Before surgery, all women underwent scan for the CRL measurement. All scans were performed by one operator who had accumulated at least 3years of experience in the undertaking of obstetrical ultrasound by relying on Esaote MyLab70 machine (Esaote SpA, Florence, Italy). Transvaginal approach by using 9MHz frequency probe was used.

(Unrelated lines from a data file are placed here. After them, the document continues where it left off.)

PR #820, opened 2021-05-20
Fix artefact in Qt caused by QRectF having a slightly wrong size

### LINKED ISSUE #819: Missing pixels with Qt and image backend
When drawing with Enable + Qt, some pixels seem to have gone missing, causing broken lines in an image.
e.g.
Screenshot 2021-05-20 at 17 40 58

One can see, with eagle eyes, that the lines are broken along the middle row and column.

This issue is more obvious in a non-HiDPI situation than in a HiDPI situation. The above image is from a non-HiDPI setting. The following image is from a HiDPI setting:
Screenshot 2021-05-20 at 17 42 54

To reproduce:
```
from traits.api import HasTraits, Instance
from traitsui.api import Item, View
from enable.api import Label, Component, ComponentEditor


TEXT = "\n".join(["HELLO" * 1000] * 1000)


class DemoFrame(HasTraits):

    component = Instance(Component)

    traits_view = View(
        Item("component", editor=ComponentEditor(), show_label=False),
        resizable=True,
    )

    def _component_default(self):
        return self._create_component()

    def _create_component(self):
        return Label(text=TEXT, rotate_angle=45.0, position=(200, 0))


if __name__ == "__main__":
    DemoFrame().configure_traits()

```

Enable version: 5.1.0
Platform: OSX (with retina display and without, see description above)
Qt backend: PySide2

Note: A lot of existing examples in Enable uses rectangles, so such misalignments would not be obvious visually (a rectangle may simply be a pixel shorter).

kitchoi:
Closes #819

The issue is tested (manually) to affect these backends: `qt4.image`, `qt4.celiagg` and `qt4.cairo`.
For these backends, the `GraphicsContext` is defined to be slightly larger than the requested size:
https://github.com/enthought/enable/blob/1c3805cdf8e47085a2ae91cdcdc2ed0d12ba33e6/enable/qt4/cairo.py#L20-L23

There is another `QRectF` defined for `qt4.quartz`, but I could not reproduce the issue there. For this backend, the GraphicsContext was defined without the plus-one:
https://github.com/enthought/enable/blob/685038503500ecf8ffc30f3da68c7e848ae02e6f/enable/qt4/quartz.py#L35

Note that `base_scale` was not defined on the `GraphicsContext` for the cairo backend, and so it has to be added.

Apparently `base_scale` is not defined on the `qpainter`'s `GraphicsContext` either, but that would be an orthogonal issue as #819 does not affect the `qpainter` backend.

### DIFF
--- a/enable/qt4/cairo.py
+++ b/enable/qt4/cairo.py
@@ -36,6 +36,8 @@ class Window(BaseWindow):
 
         image = QtGui.QImage(data, w, h, QtGui.QImage.Format_ARGB32)
 
-        rect = QtCore.QRectF(0, 0, self.control.width(), self.control.height())
+        rect = QtCore.QRectF(
+            0, 0, w / self._gc.base_scale, h / self._gc.base_scale
+        )
         painter = QtGui.QPainter(self.control)
         painter.drawImage(rect, image)
--- a/enable/qt4/celiagg.py
+++ b/enable/qt4/celiagg.py
@@ -48,7 +48,9 @@ class Window(BaseWindow):
         image = QtGui.QImage(
             self._shuffle_buffer, w, h, QtGui.QImage.Format_RGB32
         )
-        rect = QtCore.QRectF(0, 0, self.control.width(), self.control.height())
+        rect = QtCore.QRectF(
+            0, 0, w / self._gc.base_scale, h / self._gc.base_scale
+        )
         painter = QtGui.QPainter(self.control)
         painter.drawImage(rect, image)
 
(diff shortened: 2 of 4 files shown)


rahulporuri:
@jwiggins any chance you can make time to review this PR today/monday? It looked good to me but i wanted a more experienced pair of eyes. The idea is to make a bug fix release ASAP.

jwiggins (approved):
LGTM

rahulporuri:
@kitchoi i might be doing something wrong but have you/someone else on your team tested this fix on windows?

rahulporuri (approved):
LGTM

kitchoi:
Thanks for the review and testing!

CRL measurements were obtained by the two-dimensional ultrasound (2DUS) on the midsagittal plane.

Pathological examination

Miscarriage tissue was collected through D&C procedure; no suction was performed to collect the tissue. Subsequently, a macroscopic evaluation of the miscarriage tissue was performed in the gross Department of Anatomic Pathology and Hystology. The fresh specimens were evaluated by one pathologist (EDR) in order to isolate the embryo/fetal component in the miscarriage tissue. The criteria for a macroscopic identification of the embryo/fetal component required: a more consistent pattern, a color that tends toward a translucent grey and the embryo/fetal shape. The isolated embryo/fetal component was isolated in an eppendorf tube. The remaining tissue underwent the histological examination. For histological analysis, the miscarriage specimens were fixed in 10% buffered formaldehyde for 20–24 hours, embedded in paraffin and the 5-micron-thick microtomic sections were stained with hematoxylin-eosin.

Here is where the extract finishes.